## TASK DESCRIPTION
Pull each line holding "caller" out of the entries below.

*** Opening of MATERIAL FOR THIS EXERCISE ***

PR #935, opened 2022-06-09
Chunk Send POC 1.

richkong88:
Draft Chunk Send POC implementation to solicit feedback. No ULTs yet. Tested via my own requester/responder talking to each other.

### DIFF
--- a/library/spdm_requester_lib/libspdm_req_send_receive.c
+++ b/library/spdm_requester_lib/libspdm_req_send_receive.c
@@ -373,7 +373,9 @@ libspdm_return_t libspdm_handle_large_request(
              * than the DATA_TRANSFER_SIZE. In this case an ERROR_LARGE_RESPONSE
              * is returned directly in the response buffer rather than part of
              * the CHUNK_SEND_ACK. Store this error response in scratch buffer
-             * to be handled when reading response */
+             * to be handled when reading response. Also note that in this case
+             * of large response, the CHUNK_SEND_ACK portion is not sent.
+             * Only the response portion that requires the CHUNK_GET is sent */
             if (response_size < send_info->large_message_capacity) {
                 libspdm_copy_mem(
                     send_info->large_message, send_info->large_message_capacity,
@@ -407,13 +409,17 @@ libspdm_return_t libspdm_handle_large_request(
                 break;
             }
             if (spdm_response->header.param2 != send_info->chunk_handle) {
-                status = LIBSPDM_STATUS_INVALID_MSG_SIZE;
+                status = LIBSPDM_STATUS_INVALID_MSG_FIELD;
                 break;
             }
             if (send_info->chunk_seq_no != spdm_response->chunk_seq_no) {
                 status = LIBSPDM_STATUS_INVALID_MSG_FIELD;
                 break;
             }
+
+            /* Guard against the case where we have a bad responder that:
+             * 1) Sends all bytes but does not set LAST_CHUNK bit.
+             * 2) Dos not send all bytes, but sets LAST_CHUNK bit. */
             if ((send_info->chunk_bytes_transferred >= send_info->large_message_size
                  && !(spdm_response->header.param1 & SPDM_CHUNK_SEND_REQUEST_ATTRIBUTE_LAST_CHUNK))
                 || (send_info->chunk_bytes_transferred < send_info->large_message_size
@@ -512,9 +518,11 @@ libspdm_return_t libspdm_send_spdm_request(libspdm_context_t *spdm_context,
         && request_size > spdm_context->connection_info.capability.data_transfer_size) {
 
         #if LIBSPDM_ENABLE_CHUNK_CAP
-        /* since libspdm_send_request is not called with the original request in
-         * this flow, backup it to last_spdm_request, because the caller wants to
-         * compare it with response */
+        /* libspdm_send_request is not called with the original request in this flow.
+         * This leads to the last_spdm_request field not having the original request value.
+         * The caller assumes the request has been copied to last_spdm_request,
+         * so that it can compare last_spdm_request's fields with response fields
+         * Therefore the request must be copied to last_spdm_request here. */
 
         if (((const spdm_message_header_t*) request)->request_response_code != SPDM_RESPOND_IF_READY
             && ((const spdm_message_header_t*) request)->request_response_code != SPDM_CHUNK_GET
@@ -528,7 +536,6 @@ libspdm_return_t libspdm_send_spdm_request(libspdm_context_t *spdm_context,
         status = libspdm_handle_large_request(
             spdm_context, session_id, request_size, request);
         #else  /* LIBSPDM_ENABLE_CHUNK_CAP*/
-        /* TODO: Is this the right error handling? */
         status = LIBSPDM_STATUS_BUFFER_TOO_SMALL;
         #endif /* LIBSPDM_ENABLE_CHUNK_CAP*/
     }
@@ -568,8 +575,6 @@ libspdm_return_t libspdm_receive_spdm_response(libspdm_context_t *spdm_context,
     spdm_message_header_t *spdm_response;
     size_t response_capacity;
     libspdm_chunk_info_t *send_info;
-    size_t i;
-    uint8_t *ptr;
     #endif /* LIBSPDM_ENABLE_CHUNK_CAP */
 
     if ((session_id != NULL) &&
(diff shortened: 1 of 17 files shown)


jyao1:
Looks good to me in general.

library/spdm_requester_lib/libspdm_req_send_receive.c
```diff
@@ -207,6 +232,229 @@ libspdm_return_t libspdm_receive_response(void *context, const uint32_t *session
...
+                break;
+            }
+
+            if (response_size < sizeof(spdm_chunk_send_ack_response_t)) {
+                status = LIBSPDM_STATUS_INVALID_MSG_SIZE;
+                break;
+            }
+            if (spdm_response->header.param1
+                & SPDM_CHUNK_SEND_ACK_RESPONSE_ATTRIBUTE_EARLY_ERROR_DETECTED) {
+                status = LIBSPDM_STATUS_INVALID_MSG_FIELD;
```
steven-bellock, line 406: The error response will be present in `CHUNK_SEND_ACK.ResponseToLargeRequest`.

library/spdm_requester_lib/libspdm_req_send_receive.c
```diff
@@ -207,6 +232,229 @@ libspdm_return_t libspdm_receive_response(void *context, const uint32_t *session
...
+                break;
+            }
+            if (spdm_response->header.param2 != send_info->chunk_handle) {
+                status = LIBSPDM_STATUS_INVALID_MSG_SIZE;
```
steven-bellock, line 410: This should be `LIBSPDM_STATUS_INVALID_MSG_FIELD`.

library/spdm_requester_lib/libspdm_req_send_receive.c
```diff
@@ -207,6 +232,229 @@ libspdm_return_t libspdm_receive_response(void *context, const uint32_t *session
...
+                break;
+            }
+            if (send_info->chunk_seq_no != spdm_response->chunk_seq_no) {
+                status = LIBSPDM_STATUS_INVALID_MSG_FIELD;
+                break;
+            }
+            if ((send_info->chunk_bytes_transferred >= send_info->large_message_size
+                 && !(spdm_response->header.param1 & SPDM_CHUNK_SEND_REQUEST_ATTRIBUTE_LAST_CHUNK))
```
steven-bellock, line 418: What's going on here? `CHUNK_SEND_ACK.Param1.LastChunk` doesn't exist.

library/spdm_responder_lib/libspdm_rsp_chunk_send.c
```diff
@@ -1,15 +1,244 @@
+/**
```
steven-bellock, line 1: Have the file name match the response name: `libspdm_rsp_chunk_send_ack.c`.

library/spdm_responder_lib/libspdm_rsp_chunk_send.c
```diff
@@ -1,15 +1,244 @@
...
+            response_size, response);
+    }
+
+    send_info = &spdm_context->chunk_context.send;
+
+    if (!send_info->chunk_in_use) {
+
+        large_message_size = *(const uint32_t*) (spdm_request + 1);
+        chunk = (((const uint8_t*) (spdm_request + 1)) + sizeof(uint32_t));
+        calc_chunk_size =
```
steven-bellock, line 108: I think @jyao1 said that `request_size` is only an approximation due to transport data paths that don't have byte granularity. Ie, the data path is 8-bytes.

library/spdm_responder_lib/libspdm_rsp_chunk_send.c
```diff
@@ -1,15 +1,244 @@
...
+            ((uint32_t)request_size - (uint32_t)(chunk - (const uint8_t*) spdm_request));
+
+        if (spdm_request->chunk_seq_no != 0
+            || spdm_request->chunk_size != calc_chunk_size
+            || (uint32_t)request_size != spdm_context->local_context.capability.data_transfer_size
+            || large_message_size >= LIBSPDM_MAX_SPDM_MSG_SIZE
+            ) {
+            status = LIBSPDM_STATUS_INVALID_MSG_FIELD;
```
steven-bellock, line 116: `LastChunk` shall not be set on the first `CHUNK_SEND` message.

library/spdm_responder_lib/libspdm_rsp_receive_send.c
```diff
@@ -564,6 +557,9 @@ libspdm_return_t libspdm_build_response(void *context, const uint32_t *session_i
             LIBSPDM_DEBUG((LIBSPDM_DEBUG_ERROR,
                            "Warning: Could not save chunk. Scratch buffer too small.\n"));
 
+            /* Should we really be returning LARGE_RESPONSE is we aren't supporting chunking?
```
steven-bellock, line 560: `LargeResponse` is the correct error code when `DataTransferSize < Response <= MaxSPDMmsgSize`. `ResponseTooLarge` is the correct error code when `Response > MaxSPDMmsgSize`. I'll file an issue with the specification to clarify this.

steven-bellock: https://github.com/DMTF/Security-TF/issues/2060

steven-bellock (changes requested):

library/spdm_requester_lib/libspdm_req_send_receive.c
```diff
@@ -253,8 +506,38 @@ libspdm_return_t libspdm_send_spdm_request(libspdm_context_t *spdm_context,
...
+                spdm_context->last_spdm_request, sizeof(spdm_context->last_spdm_request),
+                request, request_size);
+            spdm_context->last_spdm_request_size = request_size;
+        }
+
+        status = libspdm_handle_large_request(
+            spdm_context, session_id, request_size, request);
+        #else  /* LIBSPDM_ENABLE_CHUNK_CAP*/
+        /* TODO: Is this the right error handling? */
+        status = LIBSPDM_STATUS_BUFFER_TOO_SMALL;
```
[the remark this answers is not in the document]
jyao1: I don't think we need LIBSPDM_STATUS_BUFFER_TOO_SMALL_PEER.

If the requester no such capability, the caller should ensure request_size is smaller.

This check is done at line 482. Why we need handle here again?

library/spdm_requester_lib/libspdm_req_send_receive.c
richkong88: Not clear what the ask is here?

library/spdm_requester_lib/libspdm_req_send_receive.c
richkong88: I'm detecting the error case where we have a bad responder that is
1) Not setting the LastChunk when All bytes have been sent
Or 
2) Setting the LastChunk bit when Not All bytes have been sent

steven-bellock:
I filed https://github.com/DMTF/Security-TF/issues/2061 against the specification. After re-reading `EarlyErrorDetected` I think the specification is currently correct and clear. If the Responder detects a non-LargeResponse error after the last `CHUNK_SEND` has been sent then the Responder replies with `CHUNK_SEND_ACK.EarlyErrorDetected` set to 0 and the error is present in `CHUNK_SEND_ACK.ResponseToLargeRequest`.

library/spdm_requester_lib/libspdm_req_send_receive.c
steven-bellock: This means that the Responder has detected an error in the request and has returned the error to the Requester. libspdm needs to parse the error response and return that to the integrator: `LIBSPDM_STATUS_RESYNCH_PEER`, `LIBSPDM_STATUS_BUSY_PEER`, etc.

library/spdm_requester_lib/libspdm_req_send_receive.c
steven-bellock: The Requester sets `CHUNK_SEND.Param1.LastChunk`. The check should be done by the Responder.

library/spdm_responder_lib/libspdm_rsp_receive_send.c
steven-bellock: Although I think if a endpoint does not support chunking then it should set `DataTransferSize == MaxSPDMmsgSize` in which case it would be `ResponseTooLarge`.

library/spdm_requester_lib/libspdm_req_send_receive.c
richkong88: Is the error response of type `spdm_error_response_t` which has an ERROR_CODE and ERROR_DATA? So this would be different type than `LIBSPDM_STATUS_RESYNC_PEER`, `LIBSPDM_STATUS_BUSY_PEER`, etc of type `libspdm_return_t`. I'm not clear on what mapping of values should be used between `spdm_error_response_t` and `libspdm_return_t`.

library/spdm_requester_lib/libspdm_req_send_receive.c
richkong88: Ah! Right.

library/spdm_responder_lib/libspdm_rsp_chunk_send.c
richkong88: Yes. Fixed.

library/spdm_requester_lib/libspdm_req_send_receive.c
richkong88: I will save the `spdm_error_response_t` to the internal scratch space and make the this code break and return success. That will lead to the error response being read later on in the flow by `libspdm_receive_spdm_response`.

library/spdm_requester_lib/libspdm_req_send_receive.c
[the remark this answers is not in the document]
richkong88: The check at 482 also is ANDed with the capability flag. The check here is against commands that aren't VERSION and CAPABILITIES, which do not support chunking.

jyao1:
@richkong88 , since you added ULT in latest code, you may update the description - "No ULTs yet."

jyao1:
https://github.com/DMTF/libspdm/pull/958 is merged.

*** Close of MATERIAL FOR THIS EXERCISE ***

## EXERCISE RESPONSE
-         * this flow, backup it to last_spdm_request, because the caller wants to
+         * The caller assumes the request has been copied to last_spdm_request,
If the requester no such capability, the caller should ensure request_size is smaller.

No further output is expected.